• _Aim of the task_
This exercise asks for every line of the material that includes the word "plugins".

• _Supplied entries_
#####

PR #5866, opened 2025-06-20
Return true remaining

neacsu:
This change is [Reviewable](https://reviewable.io/reviews/nymtech/nym/5866)


jstuczyn (approved):
nice catch!

PR #954, opened 2025-03-19
Delete esbuild and webpack plugins

necolas:
## What changed / motivation ?

Removes the remaining deprecated plugins - `esbuild-plugin` and `webpack-plugin`.

PR #960, opened 2025-03-22
chore: remove leftover esbuild and webpack examples and references

mellyeliu:

Just removing some legacy examples and references that rely on https://github.com/facebook/stylex/pull/954

## Pre-flight checklist


necolas (changes requested):
We still want these examples, but they'll eventually need to be updated to use the supported approaches.

necolas (approved):

hauxir:
> We still want these examples, but they'll eventually need to be updated to use the supported approaches.

What are the supported approaches?

PR #961, opened 2025-03-22
chore: improve documentation for lint rules

mellyeliu:
## Context

From discussions with ESLint oncall StyleX lint rules often provide lots of confusion, particularly around logical -> standard properties. We've previously added autofixes, but updating rules documentation here and internally to reduce confusion

## Pre-flight checklist

### DIFF
--- a/packages/eslint-plugin/README.md
+++ b/packages/eslint-plugin/README.md
@@ -1,8 +1,7 @@
 # @stylexjs/eslint-plugin
 
-The ESLint rule is a standalone ESLint plugin that mostly maintains an `allowlist` for valid styles and their valid values.
-
-This was originally created from Flow types which is why it's currently not very powerful.
+The ESLint rule is a standalone ESLint plugin that mostly maintains an
+`allowlist` for valid styles and their valid values.
 
 ## Installation
 
@@ -12,18 +11,21 @@ npm install --save-dev @stylexjs/eslint-plugin
 
 ## Enable Flow Types
 
-If you need to import this package in an environment where you need the Flow type definitions
-shipped with this package to work, please add the following options to your `.flowconfig` file:
+If you need to import this package in an environment where you need the Flow
+type definitions shipped with this package to work, please add the following
+options to your `.flowconfig` file:
 
 ```
 module.system.node.resolve_dirname=flow_modules
 module.system.node.resolve_dirname=node_modules
 ```
+
 This will fix the missing types for `eslint` and `estree`.
 
 ## Enabling the plugin and rules
 
-Once you've installed the npm package you can enable the plugin and rules by opening your ESLint configuration file and adding the plugin and rules.
+Once you've installed the npm package you can enable the plugin and rules by
+opening your ESLint configuration file and adding the plugin and rules.
 
 ```json
 {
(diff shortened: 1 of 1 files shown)


packages/eslint-plugin/README.md
```diff
@@ -1,8 +1,10 @@
 # @stylexjs/eslint-plugin
 
-The ESLint rule is a standalone ESLint plugin that mostly maintains an `allowlist` for valid styles and their valid values.
+The ESLint rule is a standalone ESLint plugin that mostly maintains an
+`allowlist` for valid styles and their valid values.
 
-This was originally created from Flow types which is why it's currently not very powerful.
+This was originally created from Flow types which is why it's currently not very
```
necolas, line 6: Personally, I don't think context like this is helpful or worth including.

packages/eslint-plugin/README.md
```diff
@@ -39,9 +44,133 @@ Once you've installed the npm package you can enable the plugin and rules by ope
 
 ### @stylexjs/valid-styles
 
-StyleX requires styles that are statically analyzable. This rule will detect invalid styles that stylex cannot handle.
+StyleX requires styles that are statically analyzable. This rule will detect
+invalid styles that stylex cannot handle.
```
necolas, line 48:
```suggestion
invalid styles that StyleX cannot handle.
```

packages/eslint-plugin/README.md
```diff
@@ -39,9 +44,133 @@ Once you've installed the npm package you can enable the plugin and rules by ope
...
+
+#### Disallowed CSS properties and suggested fixes
+
+This guide lists common CSS properties that are **not allowed** in StyleX, along
```
necolas, line 52: Which "guide"?

packages/eslint-plugin/README.md
```diff
@@ -39,9 +44,133 @@ Once you've installed the npm package you can enable the plugin and rules by ope
...
+with their **suggested replacements**. The goal is to encourage explicit,
+modular, and logical CSS, with an explicit preference for longhand values.
```
necolas, line 54: I'm not sure what explicit, modular, logical CSS is in this context and how that's different from StyleX by default

packages/eslint-plugin/README.md
```diff
@@ -39,9 +44,133 @@ Once you've installed the npm package you can enable the plugin and rules by ope
...
+
+##### Disallowed: Logical styles for `margin` and `padding`. Note: this is autofixable.
```
necolas, line 56: This reads like it disallows logical direction CSS. But it's also confusing because it mentions `margin` which is a shorthand not a logical property

packages/eslint-plugin/README.md
```diff
@@ -39,9 +44,133 @@ Once you've installed the npm package you can enable the plugin and rules by ope
...
+
+## Logical styles for `margin` and `padding`
+
+To support better internationalization and writing-mode agnosticism, avoid
+directional or alias properties for margins and paddings. Use CSS logical
```
necolas, line 61: Disallows "physical" directions and non-standard "logical" direction property names.

Although I don't think we should be in a position where we have to mention the non-standard ones in OSS because support for that should be off by default. The long rule message if they're used should only be to nudge people in the right direction if they make that mistake. You shouldn't be able to disable warnings for those properties

packages/eslint-plugin/README.md
```diff
@@ -39,9 +44,133 @@ Once you've installed the npm package you can enable the plugin and rules by ope
...
+- `animationDirection`
+- `animationFillMode`
+- `animationPlayState`
 
 ### @stylexjs/sort-keys
 
 This rule helps to sort the StyleX property keys according to
 [property priorities](https://github.com/facebook/stylex/blob/main/packages/shared/src/utils/property-priorities.js).
+
+# Enforce standard logical CSS properties in StyleX
```
necolas, line 118: This title looks wrong?

packages/eslint-plugin/README.md
```diff
@@ -39,9 +44,133 @@ Once you've installed the npm package you can enable the plugin and rules by ope
...
+- `padding: '8px 16px 8px 16px'`
+
+#### Config options
+
+This rule has a few custom config options that can be set.
+
+```js
+{
+  allowImportant: false,                       // Whether `!important` is allowed
+  preferInline: false                          // Whether inline variants are preferred over directional
```
necolas, line 142: What does this mean?

packages/eslint-plugin/README.md
```diff
@@ -39,9 +44,133 @@ Once you've installed the npm package you can enable the plugin and rules by ope
...
+- `animationPlayState`
 
 ### @stylexjs/sort-keys
 
 This rule helps to sort the StyleX property keys according to
 [property priorities](https://github.com/facebook/stylex/blob/main/packages/shared/src/utils/property-priorities.js).
+
+# Enforce standard logical CSS properties in StyleX
+
+### Rule: `stylex-valid-shorthands`
```
necolas, line 120: Shouldn't all the stuff like `font` be under this section?

packages/eslint-plugin/README.md
```diff
@@ -39,9 +44,133 @@ Once you've installed the npm package you can enable the plugin and rules by ope
...
+
+- Exporting `stylex.defineVars()` in a file **not** ending in `.stylex.jsx` or
+  `.stylex.tsx`
+- Using the `.stylex.jsx` / `.stylex.tsx` extension without exporting
+  `stylex.defineVars()`
+- Mixing `stylex.defineVars()` with other exports in the same file
+
+#### Instead...
+
+- Use `.stylex.jsx` or `.stylex.tsx` for files that only export
```
necolas, line 161: Why jsx/tsx instead of js/mjs/ts? There shouldn't be any jsx in those files afaik

mellyeliu: some of this is generated by copilot and i am paying for it...

packages/eslint-plugin/README.md
mellyeliu: `preferInline` expands shorthands to standard logical equivalents when set to true, otherwise uses directional expansion (default).

ie. 
```
//prefer-inline: true
margin: 10 15 20 25, 

marginTop: 10px;
marginRight: 15px;
marginBottom: 20px;
marginLeft: 25px;

//prefer-inline: false
margin: 10 15 20 25, 

marginTop: 10px;
marginInlineEnd: 15px;
marginBottom: 20px;
marginInlineStart 25px;

```

packages/eslint-plugin/README.md
mellyeliu: yea this is just reformatted, but agree and may as well remove

packages/eslint-plugin/README.md
mellyeliu: meant to add this under valid-shorthands as rationale for expanding

packages/eslint-plugin/README.md
mellyeliu: ya, the categorization is also a bit messy because properties like `font` etc are also disallowed by `valid-styles`, but it probably fits better here

packages/eslint-plugin/README.md
mellyeliu: hmmm ya it's more of an internal issue, I included it here because of the apparent confusion it causes (even with the error message in place) and thought more places to surface couldn't hurt, but maybe it's more useful in internal lint documentation

necolas (approved):

PR #964, opened 2025-03-26
chore: disallow spreading in stylex.create

mellyeliu:
## Context

Explicitly disallow spreads within `stylex.create()` calls in the docs for planned js runtime merging optimizations. Update docs to reflect this.

## Testing

Added test with object spread in `stylex.create()` to ensure throw.

## Pre-flight checklist

### DIFF
--- a/packages/docs/docs/learn/04-styling-ui/01-defining-styles.mdx
+++ b/packages/docs/docs/learn/04-styling-ui/01-defining-styles.mdx
@@ -31,6 +31,7 @@ The following are **not** allowed:
 - Function calls (except StyleX functions)
 - Values imported from other modules (except for CSS Variables created using
   StyleX from a `.stylex.js` file.)
+- Object spreads (e.g., `{...style}`)
 
 ## Creating styles
 
--- a/packages/babel-plugin/__tests__/stylex-validation-declarations-test.js
+++ b/packages/babel-plugin/__tests__/stylex-validation-declarations-test.js
@@ -127,3 +127,21 @@ describe.skip('@stylexjs/babel-plugin', () => {
     });
   });
 });
+
+describe('stylex.create validation', () => {
+  test('throws on object spread in stylex.create', () => {
+    expect(() =>
+      transform(
+        `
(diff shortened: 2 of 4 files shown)


packages/docs/docs/learn/04-styling-ui/01-defining-styles.mdx
```diff
@@ -31,6 +31,7 @@ The following are **not** allowed:
 - Function calls (except StyleX functions)
 - Values imported from other modules (except for CSS Variables created using
   StyleX from a `.stylex.js` file.)
+- Top level object spreads
```
necolas, line 34: All object spreads are disallowed

packages/babel-plugin/src/utils/add-sourcemap-data.js
```diff
@@ -74,10 +74,12 @@ export function addSourceMapData(
...
       // $FlowIgnore
       .find((prop) => {
+        const k = prop.node.key;
         return (
-          prop.node.key.name === key ||
           // string and number properties (normalized to string)
-          String(prop.node.key.value) === key
+          (t.isIdentifier(k) && k.name === key) ||
+          (t.isStringLiteral(k) && k.value === key) ||
+          (t.isNumericLiteral(k) && String(k.value) === key)
```
necolas, line 82: This is the main change of the diff. Does this fix a bug that should have test coverage?

necolas:
> npx jest stylex-transform-create

You should run the package's test script instead, as this might not always perform the same task.

```
npm run test -w @stylexjs/babel-plugin
```

packages/babel-plugin/src/utils/add-sourcemap-data.js
mellyeliu: lemme separate this out into a different PR, but the main bug I found was when trying to spread, which we aren't allowing anyway, so I didn't add a test for it. it's more of a defensive type check + preventing unintended behaviour

necolas (approved):
Nice

PR #965, opened 2025-03-26
fix: add type safety to sourcemap construction

mellyeliu:
## Context

Adds type-safe key matching in addSourceMapData using explicit Babel typeguards (`t.isIdentifier`, `t.isStringLiteral`, `t.isNumericLiteral`). This improves type safety and prevents runtime errors  in edge cases like object spreads (disallowed now, but theoretical) or computed keys, as the AST shape can vary and .name/value may be undefined

## Testing
```
npm run test -w @stylexjs/babel-plugin
```

## Pre-flight checklist

### DIFF
--- a/packages/babel-plugin/src/utils/add-sourcemap-data.js
+++ b/packages/babel-plugin/src/utils/add-sourcemap-data.js
@@ -74,10 +74,12 @@ export function addSourceMapData(
       .get('arguments.0.properties')
       // $FlowIgnore
       .find((prop) => {
+        const k = prop.node.key;
         return (
-          prop.node.key.name === key ||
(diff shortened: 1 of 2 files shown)


necolas (approved):
Would be good to have a transform to catch potential regressions here

packages/babel-plugin/src/utils/add-sourcemap-data.js
```diff
@@ -74,10 +74,12 @@ export function addSourceMapData(
       .get('arguments.0.properties')
```
nmn, line 74: Using this will remove the need for the `$Flowignore`
```
.get('arguments')[0].get('properties')
```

#####

• _Written solution_
Delete esbuild and webpack plugins
Removes the remaining deprecated plugins - `esbuild-plugin` and `webpack-plugin`.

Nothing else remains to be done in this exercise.